The National Transportation Safety Board and the Coast Guard are investigating the tragedy. Another duck boat carrying passengers also got caught up in the storm but it made it safely to shore.
Duck boats are made for transport on land and water. They were used by the military in World War II to transport troops and supplies. Later they became popular amphibious sightseeing vessels in Boston, Philadelphia, Seattle and resort communities. But they have mixed safety records.
Thirteen people drowned on May 2, 1999, on Lake Hamilton at Hot Springs, Arkansas, when a duck boat took on water due to a mechanical failure. The NTSB investigation blamed inadequate maintenance for the accident, and also recommended such boats remove their hard top canopies and require all passengers to wear life jackets at the outset of a tour as additional safety measures. Neither recommendation was adopted as a mandatory regulation by the Coast Guard, which registers and inspects duck boats.
Jim Pattison Jr., president of Ripley Entertainment Inc. of Orlando, Florida, owner of Ride the Ducks Branson, said the boats are stocked with life jackets but passengers are not required to wear them.
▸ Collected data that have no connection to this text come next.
PR #150, opened 2017-11-06
Update Github URLs

ekohl:


ehelms:
This one appears to have a test failure.

ekohl:
Looks like we still had puppet-crane in there and since it didn't move ... Good riddance :)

He said the lake was calm when the ill-fated boat left the dock on Thursday evening and that the storm came on quickly once the vessel was in the water for several minutes.
Pattison said the boats normally spend 15 to 20 minutes in the water on a circular route on Table Rock Lake.
He did not answer questions why the boat and a companion vessel went onto the lake at a time the U.S. Weather Bureau in nearby Springfield, Missouri, was predicting major storms for the area.
The Stone County Sheriff’s Office released the list of those who died:
n Arya Coleman, 1, Indianapolis.
n Maxwell Coleman, 2, Indianapolis.
n Evan Coleman, 7, Indianapolis.
n Reece Coleman, 9, Indianapolis.
n Glenn Coleman, 40, Indianapolis.
n Angela Coleman, 45, Indianapolis.
n Belinda Coleman, 69, Indianapolis.
n Horace Coleman, 70, Indianapolis.
n Ervin Coleman, 76, Indianapolis.
n William Asher, 69, St. Louis.
n Rosemarie Hamann, 68, St. Louis.
n Leslie Dennison, 64, Illinois.
n Lance Smith, 15, Osceola, Arkansas.
n Steve Smith, 53, Osceola, Arkansas.
n Janice Bright, 63, Higginsville, Missouri.
n William Bright, 65, Higginsville, Missouri.
n Bob Williams, 73, duck boat driver, Branson.
The Associated Press contributed to this story.